PR #36, opened 2022-05-18
project: support build-base and allow 'bare' bases

cjdcordeiro:
Adds support for the `build-base` property in the rockcraft.yaml input file, allowing to have a ROCK base (including `bare`) which can be different from the environment used to build the ROCK's content

`ubuntu:22.04` is also supported now. 

-----


cjdcordeiro:
ping @valentincanonical

valentincanonical:
The 'bare' base feature introduces the bug described in https://github.com/canonical/rockcraft/issues/39

cjdcordeiro:
> The 'bare' base feature introduces the bug described in #39

fixed in https://github.com/canonical/rockcraft/pull/36/commits/d1a5f04cd7ad477e8d5e056228360b97afcea28b

cjdcordeiro:
@cmatsuoka @sergiusens this is ready for review

tests/spread/general/bare-base/task.yaml
```diff
@@ -0,0 +1,13 @@
+summary: bare base build test
+
+execute: |
```
sergiusens, line 3: there is no restore here which would cleanup everything.

Is there a general docker command we could run that would remove everything? We could run that in a more general restore (we seem to be running out of space). While I would prefer proper cleanups, we can request larger images with the "storage" key in spread.yaml, example of a different project for reference:

```yaml
    systems:
      - ubuntu-18.04-64:
          workers: 18
          image: ubuntu-1804-64
      - ubuntu-20.04-64:
          workers: 6
          image: ubuntu-2004-64
          storage: 40G
      - ubuntu-22.04-64:
          workers: 6
          image: ubuntu-2204-64
```

rockcraft/lifecycle.py
```diff
@@ -49,7 +49,10 @@ def pack():
     # Obtain base image and extract it to use as our overlay base
     # TODO: check if image was already downloaded, etc.
     emit.progress(f"Retrieving base {project.base}")
-    base_image = oci.Image.from_docker_registry(project.base, image_dir=image_dir)
+    if project.base == "bare":
+        base_image = oci.Image.new_oci_image(image_dir=image_dir)
```
sergiusens, line 53: to keep oci.Image, I would say project.base should also be passed in here, is tagging required in the called to logic?

tests/spread/general/bare-base/task.yaml
cjdcordeiro: we could use `docker image prune -a` but this is a bit aggressive. if these tests are run on a user's env, they'll cleanup all the images on that host.

the alternative is to cleanup per task, just the things we've created -> in this case, the .rock file + respective docker image.

wdyt?

rockcraft/lifecycle.py
cjdcordeiro: yes I think the tag plays a role, cause certain `umoci` calls do expect it. what do u propose?

rockcraft/lifecycle.py
```diff
@@ -50,7 +50,10 @@ def pack():
...
```
sergiusens, line 54:
```suggestion
        base_image = oci.Image.new_oci_image(f"{project.base}:latest}", image_dir=image_dir)
```

sergiusens (approved):

Issue #23, opened 2022-04-08
Provide a simple, declarative way to provision users in the resulting OCI image


jnsgruk:
Right now, one has to do something like the following:

```yaml
parts:
  non-root-user:
    plugin: nil
    overlay-script: |
      chroot $CRAFT_OVERLAY
      useradd -M -r my-user
```

Such a feature would likely need to provide some sort of language for describing UID, system user or not, home directory if required, shell, etc. An MVP might just be the ability to create system users with a given UID, since that is a very common use case.

jnsgruk:
This is now essentially complete with the introduction of the daemon user :)

PR #40, opened 2022-05-20
lifecycle: define new and default users for the ROCK

cjdcordeiro:
Adds the properties `users` and `default_user` to rockcraft.yaml, allowing for the build-time creation of new users, as well as for the configuration of the default runtime user for the container image.

-----
fixes https://github.com/canonical/rockcraft/issues/23

### DIFF
--- a/rockcraft/errors.py
+++ b/rockcraft/errors.py
@@ -1,0 +1,44 @@
+# -*- Mode:Python; indent-tabs-mode:nil; tab-width:4 -*-
+#
+# Copyright 2022 Canonical Ltd.
+#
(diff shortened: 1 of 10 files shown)


cjdcordeiro:
ping @valentincanonical

gruyaume:
Would this feature work on the `bare` base as well?

cjdcordeiro:
> Would this feature work on the `bare` base as well?

this PR will most likely be dropped. The most recent discussions have us looking into setting the default OCI user, only, from a well-known list of users. The actual setting of private users will be postponed.

sergiusens:
I am closing this for now to avoid confusion

PR #46, opened 2022-07-15
Issues/45/add base metadata

### LINKED ISSUE #45: fix: missing base information in the .rock metadata file
https://github.com/canonical/rockcraft/blob/1209dd9a14d3fb43e2b2931ab27a0e7c8388a6b9/rockcraft/project.py#L124

we're missing both the `base-digest` (and respective annotation) and `base`

cjdcordeiro:
From the project base, takes the base name and digest, and adds:
 - the base name to the ROCK metadata file
 - the base digest to both the ROCK metadata file and labels&annotations

**note:** for `bare` bases, the digest is being taken into consideration, even though in these cases, the base is created from nothing...should digest be `None` in these cases?

fixes #45 
-----


sergiusens (approved):

cjdcordeiro:
@sergiusens I had to do a few changes to the original commit due to `skopeo --preserver-digests` not working as I expected. Should be ok now.

also pls take note of my remark about
> note: for bare bases, the digest is being taken into consideration, even though in these cases, the base is created from nothing...should digest be None in these cases?

atm, a digest is always being taken. If that makes sense to you, then it should be ok to merge

PR #47, opened 2022-07-22
simplify confirm_with_user

SamirPS:

-----
Remove the cast of str in the input() on confirm with user and simplify the if


SamirPS:
@cjdcordeiro

sergiusens:
Hi @SamirPS, as I mentioned in your other PR, this PR has issues which can be seen on the CI run output https://github.com/canonical/rockcraft/runs/7610878501?check_suite_focus=true

SamirPS:
> Hi @SamirPS, as I mentioned in your other PR, this PR has issues which can be seen on the CI run output https://github.com/canonical/rockcraft/runs/7610878501?check_suite_focus=true

What command I need to launch to reformat automatically ?

cjdcordeiro:
yes, it is enough for you to run `black rockcraft/utils.py` to fix that file's syntax.

if you want to run the liniting tests locally, before pushing a new change, you can have a look at https://github.com/canonical/rockcraft/blob/main/Makefile#L59

The CI is not running all of those though, so if you just want to make the CI pass, you can run these ones: https://github.com/canonical/rockcraft/blob/main/.github/workflows/tests.yaml#L24

SamirPS:
> yes, it is enough for you to run `black rockcraft/utils.py` to fix that file's syntax.
> 
> if you want to run the liniting tests locally, before pushing a new change, you can have a look at https://github.com/canonical/rockcraft/blob/main/Makefile#L59
> 
> The CI is not running all of those though, so if you just want to make the CI pass, you can run these ones: https://github.com/canonical/rockcraft/blob/main/.github/workflows/tests.yaml#L24

Thanks i add a commit to pass the test

SamirPS:
Hello,

i don't understand the error from the Spread / snap-tests (pull_request)

SamirPS:
I just commit a fix to pass the macos test

rockcraft/utils.py
```diff
@@ -77,11 +77,7 @@ def confirm_with_user(prompt, default=False) -> bool:
...
-    if reply and reply[0] == "y":
-        return True
+    reply = input(prompt + choices).lower().strip()
+    possible_answers = {" y ": True, " n ": False}
 
-    if reply and reply[0] == "n":
-        return False
-
-    return default
+    return possible_answers.get(reply[0].lower().strip(), default) if reply else default
```
sergiusens, line 83: why .lower here and on line 80? same for strip

SamirPS: Lower : Because of the commentary of the function "True if answer starts with [yY], False if answer starts with [nN],
        otherwise the default." so i lower to get only have the key y or n in my dict
Strip : i will change it it's because of black i need to add space in the get

cjdcordeiro (changes requested):
what about:

```python
reply = input(prompt + choices).lower().strip()
return reply[0] == "y" if reply else default
```

cjdcordeiro:
> Normally it's work because if reply[0] is "n" or other thing it's will return false . For me it's good too

then pls update, and let's wait for @sergiusens for give the green light

SamirPS:
> > Normally it's work because if reply[0] is "n" or other thing it's will return false . For me it's good too
> 
> then pls update, and let's wait for @sergiusens for give the green light

Okay, i changed the file

sergiusens (approved):

PR #51, opened 2022-08-16
cleanup: don't write test files in cwd

tigarmo:
Use "tmp_path" to isolate test data and keep the result of "make
test-units" clean.

I want to do some more cleaning-up but I figured I'd get this 'easy' fix out of the way

### DIFF
--- a/tests/unit/test_project.py
+++ b/tests/unit/test_project.py
@@ -17,7 +17,6 @@
 import datetime
 import json
 import textwrap
-from pathlib import Path
 
 import pytest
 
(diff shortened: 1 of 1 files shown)


tests/unit/test_project.py
```diff
@@ -164,13 +163,14 @@ def test_project_parts_validation(yaml_data):
...
-    Path("rockcraft.yaml").write_text(
+def test_project_load(yaml_data, tmp_path):
+    rockcraft_file = tmp_path / "rockcraft.yaml"
+    rockcraft_file.write_text(
         textwrap.dedent(json.dumps(yaml_data)),
         encoding="utf-8",
     )
 
-    project = load_project("rockcraft.yaml")
+    project = load_project(str(rockcraft_file))
```
cmatsuoka, line 173: We can refactor `load_project` later to accept a Path argument.

cmatsuoka (approved):
Good catch!

tests/unit/test_project.py
tigarmo: Yeap it's a good idea, I think the function already works with `Paths` because it just forwards the argument to `open`, but I thought I'd try to minimize the number of touched files on this first PR

PR #52, opened 2022-08-16
feat: add support for the "platforms" primitive

### LINKED ISSUE #49: support architecture-specific builds
The goal is to support the syntax for a Rockstar to specify a list of “build” and “target” architectures, which would, in turn, result in one ROCK artefact per combination.

All of these ROCK artefacts combined would, later on, compose the multi-arch ROCK (each artefact is an OCI manifest).

---

## Spec

```yaml
# takes a map of labels. Each label produces one ROCK artefact
# dict[str, dict[str, obj]] (req)
platforms:
  # labels are free text, used as a default for build-on/build-for when needed
  # labels are included in the final ROCK artefact name, eg. my-rock_1.0_<label>.rock.
  # There must be at least one label within platforms
  amd64:
    # will build-on amd64, and build-for amd64
  foo:
    # same as the previous label "amd64" above, just a different ROCK artefact
    
    # the build environment architecture where Rockcraft CAN build the ROCK artefact
    # list (req if `build-for` is present): compatible with $GOARCH, 
    build-on: [amd64]
    # the target architecture(s) the ROCK will be built for.
    # both `base` and `build-base` must respect the provided architecture
    # list (opt): one of $GOARCH
    build-for: amd64
  arm:
    # `build-for` defaults to the valid architecture defined by the label "arm"
    build-on: [amd64, arm, arm64] 
  i386: 
    # ERROR: `build-on` must be present 
    build-for: i386   
  another-label:
    # build-for i386
    build-on: [amd64]
    build-for: i386:
  amd64:
    # ERROR: the label-defined arch differs from the one defined by `build-for`
    build-on: [amd64]
    build-for: arm64
```

cjdcordeiro:
Fixes #49 

Implements the multi-arch support syntax detailed in #49 .

-----

### DIFF
--- a/rockcraft/lifecycle.py
+++ b/rockcraft/lifecycle.py
@@ -39,6 +39,18 @@ def pack():
         pack_in_provider(project)
         return
 
+    for platform_entry, platform in project.platforms.items():
+        build_for = (
+            platform["build_for"][0] if platform.get("build_for") else platform_entry
+        )
+        build_for_variant = platform.get("build_for_variant")
+        pack_for_platform(build_for, build_for_variant, project, managed_mode)
+
+
+def pack_for_platform(
+    build_for: str, build_for_variant: str, project: Project, managed_mode: bool
+) -> None:
+    """Packs a ROCK for a given target architecture."""
     if managed_mode:
         work_dir = utils.get_managed_environment_home_path()
     else:
@@ -52,11 +64,14 @@ def pack():
     emit.progress(f"Retrieving base {project.base}")
     if project.base == "bare":
         base_image, source_image = oci.Image.new_oci_image(
-            f"{project.base}:latest", image_dir=image_dir
+            f"{project.base}:latest",
+            image_dir=image_dir,
+            arch=build_for,
+            variant=build_for_variant,
         )
     else:
         base_image, source_image = oci.Image.from_docker_registry(
-            project.base, image_dir=image_dir
+            project.base, image_dir=image_dir, arch=build_for, variant=build_for_variant
         )
     emit.message(f"Retrieved base {project.base}", intermediate=True)
 
@@ -102,12 +117,16 @@ def pack():
     oci_annotations, rock_metadata = project.generate_metadata(
         packing_time, base_digest
     )
+    rock_metadata["architecture"] = build_for
+    # TODO: add variant to rock_metadata too
+    # if build_for_variant:
+    #     rock_metadata["variant"] = build_for_variant
     new_image.set_annotations(oci_annotations)
     new_image.set_control_data(rock_metadata)
     emit.progress("Metadata added")
 
     emit.progress("Exporting to OCI archive")
-    archive_name = f"{project.name}_{project.version}.rock"
+    archive_name = f"{project.name}_{project.version}_{build_for}.rock"
     new_image.to_oci_archive(tag=project.version, filename=archive_name)
     emit.message(f"Exported to OCI archive '{archive_name}'", intermediate=True)
 
--- a/rockcraft/oci.py
+++ b/rockcraft/oci.py
@@ -16,6 +16,8 @@
 
 """OCI image manipulation helpers."""
 
+import hashlib
+import json
 import logging
 import os
 import shutil
@@ -45,12 +47,15 @@ class Image:
 
     @classmethod
     def from_docker_registry(
-        cls, image_name: str, *, image_dir: Path
+        cls, image_name: str, *, image_dir: Path, arch: str, variant: str = None
     ) -> Tuple["Image", str]:
         """Obtain an image from a docker registry.
 
         :param image_name: The image to retrieve, in ``name:tag`` format.
         :param image_dir: The directory to store local OCI images.
+        :param arch: The architecture of the Docker image to fetch.
+        :param variant: The variant, if any, of the Docker image to fetch.
+
 
         :returns: The downloaded image and it's corresponding source image
         """
@@ -58,16 +63,23 @@ class Image:
         image_target = image_dir / image_name
 
         source_image = f"docker://{image_name}"
-        _copy_image(source_image, f"oci:{image_target}")
+        platform_params = ["--override-arch", arch]
+        if variant:
+            platform_params += ["--override-variant", variant]
+        _copy_image(source_image, f"oci:{image_target}", *platform_params)
 
         return cls(image_name=image_name, path=image_dir), source_image
 
     @classmethod
-    def new_oci_image(cls, image_name: str, image_dir: Path) -> Tuple["Image", str]:
+    def new_oci_image(
+        cls, image_name: str, image_dir: Path, arch: str, variant: str
+    ) -> Tuple["Image", str]:
         """Create a new OCI image out of thin air.
 
         :param image_name: The image to initiate, in ``name:tag`` format.
         :param image_dir: The directory to store the local OCI image.
+        :param arch: The architecture of the OCI image to create.
+        :param variant: The variant, if any, of the OCI image to create.
 
         :returns: The new image object and it's corresponding source image
         """
@@ -77,6 +89,13 @@ class Image:
         shutil.rmtree(image_target_no_tag, ignore_errors=True)
         _process_run(["umoci", "init", "--layout", image_target_no_tag])
         _process_run(["umoci", "new", "--image", str(image_target)])
+
+        # Unfortunately, umoci does not allow initializing an image
+        # with arch and variant. We can configure the arch via
+        # umoci config, but not the variant. Need to do it manually
+        _config_image(image_target, ["--architecture", arch, "--no-history"])
+        if variant:
+            _inject_architecture_variant(Path(image_target_no_tag), variant)
 
         # for new OCI images, the source image corresponds to the newly generated image
         return cls(image_name=image_name, path=image_dir), f"oci:{str(image_target)}"
@@ -260,12 +279,15 @@ class Image:
         emit.message(f"Labels and annotations set to {labels_list}", intermediate=True)
 
 
-def _copy_image(source: str, destination: str) -> None:
+def _copy_image(source: str, destination: str, *system_params) -> None:
     """Transfer images from source to destination."""
     _process_run(
         [
             "skopeo",
             "--insecure-policy",
+        ]
+        + list(system_params)
+        + [
             "copy",
             source,
             destination,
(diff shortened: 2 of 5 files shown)


cjdcordeiro:
@sergiusens @cmatsuoka -> PR is ready for review

rockcraft/lifecycle.py
```diff
@@ -39,6 +39,24 @@ def pack():
         pack_in_provider(project)
         return
 
+    for platform_entry, platform in project.platforms.items():
```
tigarmo, line 42: Hi! What happens if `project.platforms` is empty? Or more specifically: is this new primitive mandatory?

rockcraft/oci.py
```diff
@@ -45,29 +47,39 @@ class Image:
...
-    def new_oci_image(cls, image_name: str, image_dir: Path) -> Tuple["Image", str]:
+    def new_oci_image(
+        cls, image_name: str, image_dir: Path, arch: str, variant: str
+    ) -> Tuple["Image", str]:
         """Create a new OCI image out of thin air.
 
         :param image_name: The image to initiate, in ``name:tag`` format.
         :param image_dir: The directory to store the local OCI image.
+        :param arch: The architecture of the OCI image to create.
+        :param variant: The variant, if any, of the OCI image to create.
```
tigarmo, line 82: > `The variant, if any,`

So should this be an `Optional[str]`? Might be a bit more ergonomic than having to explicitly pass `""`

rockcraft/project.py
```diff
@@ -34,6 +37,105 @@ class ProjectValidationError(CraftError):
...
+        """Vectorise target architecture if needed."""
+        if isinstance(val, str):
+            val = [val]
+        return val
+
+    @pydantic.root_validator(skip_on_failure=True)
+    @classmethod
+    def _validate_platform_set(cls, values):
+        """Validate the build_on build_for combination."""
+        build_for = values["build_for"] if values.get("build_for") else []
```
tigarmo, line 117: (minor)
```suggestion
        build_for = values.get("build_for", [])
```
Same for `build_on`

rockcraft/project.py
```diff
@@ -34,6 +37,105 @@ class ProjectValidationError(CraftError):
...
+                    f"Trying to build a ROCK for {build_for} "
+                    "but multiple target architectures are not "
+                    "currently supported. Please specify only 1 value."
+                )
+            )
+
+        # If build_for is provided, then build_on must also be
+        if not build_on and build_for:
+            raise ProjectValidationError(
+                "'build_for' expects 'build_on' to also be provided."
```
tigarmo, line 133: (minor) Maybe add the platform name to the message? To facilitate yaml debugging
I see that there's a similar idea in line 216, but I don't think this failure will get that prefix

tigarmo (commented):
Thanks for adding me to the review, happy to be here :)

rockcraft/project.py
cjdcordeiro: unfortunately this won't work, because the YAML parser will serialize the values into a JSON like this: `{"build_for": None}`, so `values.get("build_for",[])` will in fact return `None` instead of []

rockcraft/lifecycle.py
cjdcordeiro: hey!

indeed it is mandatory. it cannot be empty. The project expected a Dict to be passed (https://github.com/canonical/rockcraft/pull/52/files#diff-0ea7d1a44d76c7792a852505490ca9e3fb738ec2a7814b051ebc828efb8ceceeR148)

rockcraft/oci.py
cjdcordeiro: yep good catch
https://github.com/canonical/rockcraft/pull/52/commits/9811b0d8ced59a6b80dc451e549cb50b2c76f2fe

rockcraft/project.py
cjdcordeiro: The `Platform` class doesn't have access to the platform name. 
But I've instead wrapped each platform validation such that I can prefix that platform name when it fails: https://github.com/canonical/rockcraft/pull/52/commits/7808f17ca989f5f67f98c33731b5b80feadffbd2

rockcraft/project.py
tigarmo: Yes you are right!

rockcraft/lifecycle.py
tigarmo: If it's mandatory, can you please the tutorial in `doc/tutorials.rst`? It's short but I believe both the `rockcraft.yaml` sample and the archive name are incorrect now.

Either that or we should add a task to update the tutorial soon-ish (I would also be fine with this)

docs/reference.rst
```diff
@@ -53,6 +53,18 @@ Format specification
   # runtime environment variables.
   env:
     - <var name>: <value>
+
+  # List of architecture-specific ROCKs to be built.
+  # Supported architectures are: amd64, arm64, arm, i386, ppc64le, riscv64 and s390x.
+  platforms:
+    # If matching a valid architecture name, it must be the same as "build-for".
+    <entry>:
```
tigarmo, line 61: I think I'm confused on the definition of the entities here: can you please clarify?
- `Supported architectures` refers to the `build-on` and `build-for` values, right? That is, the `<arch>` entries;
- If this is true, what exactly *is* each `<entry>` platform? Can you tell me a use-case for a platform that would not match a valid architecture name?

rockcraft/project.py
```diff
@@ -122,7 +331,7 @@ def unmarshal(cls, data: Dict[str, Any]) -> "Project":
         :raise TypeError: If data is not a dictionary.
         """
         if not isinstance(data, dict):
-            raise TypeError("part data is not a dictionary")
+            raise TypeError("project data is not a dictionary")
```
tigarmo, line 334: :star2:

rockcraft/lifecycle.py
cjdcordeiro: y missed that one.
fixed now: https://github.com/canonical/rockcraft/pull/52/commits/58db8095731dd627a27224180a84afe77fae27b1

thanks for spotting it.

This should actually be automated. The doc's tutorial should fetch the YAML from https://github.com/canonical/rockcraft/pull/52/files#diff-9acc5f73b478b10cf158341e7a1ba82274b3912ed6f9e040fd04372acf75abdc, which is actually being tested by the CI. Otherwise, we start having duplicated and untested content in the tutorials. This is a good issue to have in the backlog: https://github.com/canonical/rockcraft/issues/54

docs/reference.rst
cjdcordeiro: yes, you're right.

The extra bit of information you can add to your reasoning is: "if <entry> matches a `supported architecture`, then its name is taken into account for the business logic.

here's an  example: https://github.com/canonical/rockcraft/pull/52/files#diff-31c6bafe300f15ab74a13b7445a1e801360baa32ce1b99c0c025c1edb27bd67f

tests/unit/test_project.py
```diff
@@ -76,139 +112,278 @@ def test_project_unmarshal(yaml_data):
...
     assert str(err.value) == (
         "Bad rockcraft.yaml content:\n"
         "- extra field 'invalid' not permitted in 'parts.foo' configuration"
     )
 
 
-def test_project_load(yaml_data, tmp_path):
-    rockcraft_file = tmp_path / "rockcraft.yaml"
+def test_project_load(yaml_data, yaml_loaded_data):
+    rockcraft_file = Path("rockcraft.yaml")
```
tigarmo, line 328: Hmm why did you revert this? Did we overwrite each other?
The reason I added the `tmp_path` is that the test was dumping the yaml file on `cwd`, which was visible when e.g. running via `make test-units`.

tests/unit/test_project.py
```diff
@@ -76,139 +112,278 @@ def test_project_unmarshal(yaml_data):
...
+                for platform in project.__getattribute__(attr).values()
+            )
+            assert all(
+                "build_for" in platform
+                for platform in project.__getattribute__(attr).values()
+            )
+            continue
         assert project.__getattribute__(attr) == v
 
+    rockcraft_file.unlink()
```
tigarmo, line 355: I think we should either wrap the whole test in a `try/finally` to ensure this cleanup, or maybe use `request.addfinalizer()` 
(or with the `tmp_path` fixture I guess we wouldn't have to worry about this test file).

tigarmo (changes requested):

tests/unit/test_project.py
cjdcordeiro: this should have been a merge conflict...I'd need to dig deeper into the Git history to understand why there was no conflict

cjdcordeiro: re-added

tests/unit/test_project.py
cjdcordeiro: `tmp_path` is back in there again

tigarmo (approved):

tigarmo:
LGTM, should probably get a more seasoned pair of eyes on this before merging

Makefile
```diff
@@ -57,7 +57,7 @@ install: clean ## Install python package.
 	python setup.py install
 
 .PHONY: lint
-lint: test-black test-codespell test-flake8 test-isort test-mypy test-pydocstyle test-pylint test-pyright ## Run all linting tests.
+lint: test-black test-codespell test-flake8 test-isort test-mypy test-pydocstyle test-pyright test-pylint ## Run all linting tests.
```
sergiusens, line 60: is there a reason for changing this?

tigarmo: Possibly when @cjdcordeiro was working on this the `pylint` step was broken (I think I fixed it in the meantime)

cjdcordeiro: yes. the reason is to be consistent with the CI.

the `linters` job (https://github.com/canonical/rockcraft/blob/main/.github/workflows/tests.yaml#L10) isn't (yet) calling for pylint. Locally, I like to run `make tests` before pushing new changes to ensure the CI will pass. With the previous order, if pylint complains, `make tests` will fail before getting to `pyright`, so you won't get an accurate prediction of the CI (unless you then manually run the `pyright` by hand. 

Another alternative would be to have a linting pipeline that doesn't fail-fast, always going through all tests, so that you can run all linters in one go, and get all issues that need fixing

sergiusens (approved):

cjdcordeiro:
@sergiusens fixed conflicts, merged and passing tests (ready to merge)

PR #437, opened 2023-12-05
chore(linter): update to 3.10 style

syu-w:


tigarmo:
Thank you @syu-w . I have two suggestions to make 
1) Put the command that you executed to do the formatting on the commit message, so we know how we got here
2) The PR description says "mostly" automated but I don't know what's automated and what isn't. I think we should split this into two commits - the first is automated, and the second has the manual changes.

syu-w:
OK, I split it into 2 commits.

tigarmo (approved):
Thanks!

cmatsuoka (approved):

◆ ◆ ◆

Description of the task =>
Reproduce exactly the section above that begins at the line containing "Thanks for adding" and ends at the line containing "cjdcordeiro: hey!", leaving out all other lines.

Task result =>
Thanks for adding me to the review, happy to be here :)

rockcraft/project.py
cjdcordeiro: unfortunately this won't work, because the YAML parser will serialize the values into a JSON like this: `{"build_for": None}`, so `values.get("build_for",[])` will in fact return `None` instead of []

rockcraft/lifecycle.py
cjdcordeiro: hey!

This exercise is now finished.